======== The data

Issue #49, opened 2016-08-18
size type confusion


tiran:
jwcrypto sometimes uses bits and sometimes bytes for key size, e.g. JWK(generate='oct') takes size in bits, jwe._direct.wrap() reports InvalidCEKeyLength in bytes. Please stick to either bits or bytes.

PR #59, opened 2016-08-23
Allow to pass 'alg' as an argument for key generation

### LINKED ISSUE #50: JWK(generate='oct') should support algorithm argument
jwcrypto should support generating symmetric keys by algorithm name and auto-detect the required key size.

```
JWK(generate='oct', algorithm='A128CBC-HS256')
```

simo5:
This allows to automatically get a key of adequate size for the selected algorithm.

Resolves #50, depends on #58 

@tiran please check

### DIFF
--- a/jwcrypto/jwa.py
+++ b/jwcrypto/jwa.py
@@ -1105,12 +1105,16 @@ class JWA(object):
     }
 
     @classmethod
+    def instantiate_alg(cls, name, use=None):
+        alg = cls.algorithms_registry[name]
+        if use is not None and alg.algorithm_use != use:
+            raise KeyError
+        return alg()
+
+    @classmethod
     def signing_alg(cls, name):
         try:
-            obj = cls.algorithms_registry[name]()
-            if obj.algorithm_use != 'sig':
-                raise KeyError()
-            return obj
+            return cls.instantiate_alg(name, use='sig')
         except KeyError:
             raise InvalidJWAAlgorithm(
                 '%s is not a valid Signign algorithm name' % name)
@@ -1118,10 +1122,7 @@ class JWA(object):
     @classmethod
     def keymgmt_alg(cls, name):
         try:
-            obj = cls.algorithms_registry[name]()
-            if obj.algorithm_use != 'kex':
-                raise KeyError()
-            return obj
+            return cls.instantiate_alg(name, use='kex')
         except KeyError:
             raise InvalidJWAAlgorithm(
                 '%s is not a valid Key Management algorithm name' % name)
@@ -1129,10 +1130,7 @@ class JWA(object):
     @classmethod
     def encryption_alg(cls, name):
         try:
-            obj = cls.algorithms_registry[name]()
-            if obj.algorithm_use != 'enc':
-                raise KeyError()
-            return obj
+            return cls.instantiate_alg(name, use='enc')
         except KeyError:
             raise InvalidJWAAlgorithm(
                 '%s is not a valid Encryption algorithm name' % name)
--- a/jwcrypto/jwk.py
+++ b/jwcrypto/jwk.py
@@ -227,11 +227,22 @@ class JWK(object):
 
         gen(params)
 
-    def _generate_oct(self, params):
-        size = 128
+    def _get_gen_size(self, params, default_size=None):
+        size = default_size
         if 'size' in params:
             size = params['size']
             del params['size']
+        elif 'alg' in params:
+            try:
+                from jwcrypto.jwa import JWA
+                alg = JWA.instantiate_alg(params['alg'])
+            except KeyError:
+                raise ValueError("Invalid 'alg' parameter")
+            size = alg.min_key_size
+        return size
+
+    def _generate_oct(self, params):
+        size = self._get_gen_size(params, 128)
         key = os.urandom(size // 8)
         params['kty'] = 'oct'
         params['k'] = base64url_encode(key)
@@ -243,13 +254,10 @@ class JWK(object):
 
     def _generate_RSA(self, params):
         pubexp = 65537
-        size = 2048
+        size = self._get_gen_size(params, 2048)
         if 'public_exponent' in params:
             pubexp = params['public_exponent']
             del params['public_exponent']
-        if 'size' in params:
-            size = params['size']
-            del params['size']
         key = rsa.generate_private_key(pubexp, size, default_backend())
         self._import_pyca_pri_rsa(key, **params)
 
--- a/jwcrypto/tests.py
+++ b/jwcrypto/tests.py
@@ -198,8 +198,12 @@ class TestJWK(unittest.TestCase):
         jwk.JWK.generate(kty='oct', size=256)
         jwk.JWK.generate(kty='RSA', size=4096)
         jwk.JWK.generate(kty='EC', curve='P-521')
-        k = jwk.JWK.generate(kty='oct', size=256, kid='MySymmetricKey')
+        k = jwk.JWK.generate(kty='oct', alg='A192KW', kid='MySymmetricKey')
         self.assertEqual(k.key_id, 'MySymmetricKey')
+        self.assertEqual(len(base64url_decode(k.get_op_key('encrypt'))), 24)
+        jwk.JWK.generate(kty='RSA', alg='RS256')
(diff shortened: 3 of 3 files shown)


jwcrypto/jwa.py
```diff
@@ -44,6 +56,22 @@ def algorithm_use(self):
         raise NotImplementedError
 
 
+# Note: l is the number of bits, which should be a multiple of 16
+def _encode_int(n, l):
+    e = hex(n).rstrip("L").lstrip("0x")
```
tiran: '{:x}'.format(n)

jwcrypto/jwa.py
```diff
@@ -44,6 +56,22 @@ def algorithm_use(self):
         raise NotImplementedError
 
 
+# Note: l is the number of bits, which should be a multiple of 16
+def _encode_int(n, l):
```
tiran: l is bad name for a var because it looks very similar to 1: l + 7 and 1 + 7

jwcrypto/jwa.py
```diff
@@ -44,6 +56,22 @@ def algorithm_use(self):
...
+    e = hex(n).rstrip("L").lstrip("0x")
+    elen = len(e)
+    ilen = ((l + 7) // 8) * 2  # number of bytes rounded up times 2 chars/bytes
+    if elen > ilen:
+        e = e[:ilen]
+    else:
+        e = '0' * (ilen - elen) + e  # pad as necessary
```
tiran: The whole block can be replaced by e.rjust(ilen, '0')[:ilen]

jwcrypto/jwa.py
```diff
@@ -466,6 +488,991 @@ def algorithm_use(self):
...
+        if len(cek) != keylen:
+            raise InvalidJWEKeyLength(keylen, len(cek))
+        return cek
+
+
+class _Rsa15(_RSA, JWAAlgorithm):
+    def __init__(self):
+        super(_Rsa15, self).__init__(padding.PKCS1v15())
+
+    @property
```
tiran: Why are you using properties instead of class attributes here? All values are static. If you put them in class vars, then the values can be introspected on the class, too.

jwcrypto/jwa.py
```diff
@@ -485,15 +1492,61 @@ class JWA(object):
...
+        'A256GCM': _A256Gcm
     }
 
     @classmethod
     def signing_alg(cls, name):
         try:
             obj = cls.algorithms_registry[name]()
             if obj.algorithm_use != 'sig':
-                raise InvalidJWAAlgorithm(name)
+                raise KeyError()
```
tiran: raise KeyError(name)

ValueError or TypeError might be better. After all the algorithm is found but it has wrong type.

jwcrypto/jwa.py
```diff
@@ -485,15 +1492,61 @@ class JWA(object):
...
+        except KeyError:
+            raise InvalidJWAAlgorithm(
+                '%s is not a valid Signign algorithm name' % name)
+
+    @classmethod
+    def keymgmt_alg(cls, name):
+        try:
+            obj = cls.algorithms_registry[name]()
+            if obj.algorithm_use != 'kex':
+                raise KeyError()
```
tiran: dito

jwcrypto/common.py
```diff
@@ -46,3 +46,57 @@ def __init__(self, message=None):
...
+
+class InvalidCEKeyLength(Exception):
+    """Invalid CEK Key Length.
+
+    This exception is raised when a Content Encryption Key does not match
+    the required lenght.
+    """
+
+    def __init__(self, expected, obtained):
+        msg = 'Expected key of length %d, got %d' % (expected, obtained)
```
tiran: Is this length in bites or bytes? See #49

jwcrypto/common.py
```diff
@@ -46,3 +46,57 @@ def __init__(self, message=None):
...
+
+class InvalidJWEKeyLength(Exception):
+    """Invalid JWE Key Length.
+
+    This exception is raised when the provided JWK Key does not match
+    the lenght required by the sepcified algorithm.
+    """
+
+    def __init__(self, expected, obtained):
+        msg = 'Expected key of lenght %d, got %d' % (expected, obtained)
```
tiran: bits or bytes?

jwcrypto/jwa.py
simo5: This code is just moved, please open an issue for problems with the original code

jwcrypto/jwa.py
simo5: See above

jwcrypto/jwa.py
simo5: See above

jwcrypto/jwa.py
simo5: I guess we could do that, but given not all properties are static, I wanted to keep them all properties so they are consistent thoughout.
Can you override a class attribute with a property in a subclass ?

jwcrypto/jwa.py
simo5: Well the idea is that wehn you pass in a use you restrict the virtual set of algorithms used to the subset markled sig, so it's like the other algorithms do not exist for the caller. So I think KeyError is appropriate here (think of it as a virtual sub-dict is being queried). Any error we throw is not seen directly bu the caller anyway as we catch it next and wrap it in a InvalidJWAAlgorithm exception with the proper name and we do not expose the original exception though.

jwcrypto/common.py
simo5: It's all; supposed to be bits, I'll change this error message too to make it clear

simo5: Correction, that is done in PR #60, which depends on this one.

jwcrypto/common.py
simo5: See #60

simo5:
For posterity, all these comments (and replies) really belong to PR #58

jwcrypto/jwa.py
```diff
@@ -1105,34 +1105,32 @@ class JWA(object):
     }
 
     @classmethod
+    def instantiate_alg(cls, name, use=None):
+        obj = cls.algorithms_registry[name]()
+        if use and obj.algorithm_use != use:
```
tiran: please check with ```if use is not None and ...```

jwcrypto/jwk.py
```diff
@@ -243,13 +254,10 @@ def _encode_int(self, i):
 
     def _generate_RSA(self, params):
         pubexp = 65537
-        size = 2048
+        size = self._get_gen_size(params, 2048)
         if 'public_exponent' in params:
             pubexp = params['public_exponent']
             del params['public_exponent']
```
tiran: pubexp = params.pop('public_exponent') gets and deletes the entry from the dict at the same time

jwcrypto/jwk.py
```diff
@@ -227,11 +227,22 @@ def generate_key(self, **params):
 
         gen(params)
 
-    def _generate_oct(self, params):
-        size = 128
+    def _get_gen_size(self, params, default_size=None):
+        size = default_size
         if 'size' in params:
             size = params['size']
             del params['size']
```
tiran: size = params.pop('size')

jwcrypto/jwk.py
simo5: This is an antypattern found elsewhere in the jwk code.
I'll fix it all at once once this PR is pushed

jwcrypto/jwk.py
simo5: as above tracked in #62

jwcrypto/jwa.py
```diff
@@ -1105,34 +1105,32 @@ class JWA(object):
     }
 
     @classmethod
+    def instantiate_alg(cls, name, use=None):
+        obj = cls.algorithms_registry[name]()
+        if use is not None and obj.algorithm_use != use:
+            raise KeyError
+        return obj
```
tiran: With the class attributes you could delay instantiating:

```
impl = cls.algorithms_registry[name]
if use is not None and impl.algorithm_use != use:
    raise KeyError
return impl()
```

simo5: yeah, I think I had it this way before and then canged it back nd forth a few times, let me change it

tiran:
ACK

PR #60, opened 2016-08-24
Always use bit sizes for keys through the code

### LINKED ISSUE #49: size type confusion

simo5:
Makes all the JWA code and error messages use bit sizes for key material.

Resolves #49, depends on #58

@tiran please check

### DIFF
--- a/jwcrypto/jwa.py
+++ b/jwcrypto/jwa.py
@@ -44,8 +44,8 @@ class JWAAlgorithm(object):
         pass
 
     @abc.abstractproperty
-    def min_key_size(self):
-        """The recommended/minimum key size or bit strenght"""
+    def keysize(self):
+        """The actual/recommended/minimum key size"""
         pass
 
     @abc.abstractproperty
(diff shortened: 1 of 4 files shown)


jwcrypto/jwa.py
```diff
@@ -599,10 +597,7 @@ class _Pbes2HsAesKw(_RawKeyMgmt):
 
     def __init__(self):
         self.backend = default_backend()
-
-    @property
-    def min_key_size(self):
-        return self.keysize * 8
+        self.aeskwmap = {128: _A128KW, 192: _A192KW, 256: _A256KW}
```
tiran: Since this class is defined after the AES classes, you can move the dict into the class body. I'd prefix it was _ to make clear that it is an internal API.

tiran:
ACK, you could move the aeskwmap or wait until we find a better way. IDC

simo5:
I'll leave changes to aeskwmap to a later time, I also thought hard about whther to make it a lcass attribute or something else. no option stood up as better than any other so I'll just defer a decision until we have something that makes one of the options better.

================

Problem details: Look through the entries, and return every line that the word "does" appears in.

Exercise answer:
+    This exception is raised when a Content Encryption Key does not match
+    This exception is raised when the provided JWK Key does not match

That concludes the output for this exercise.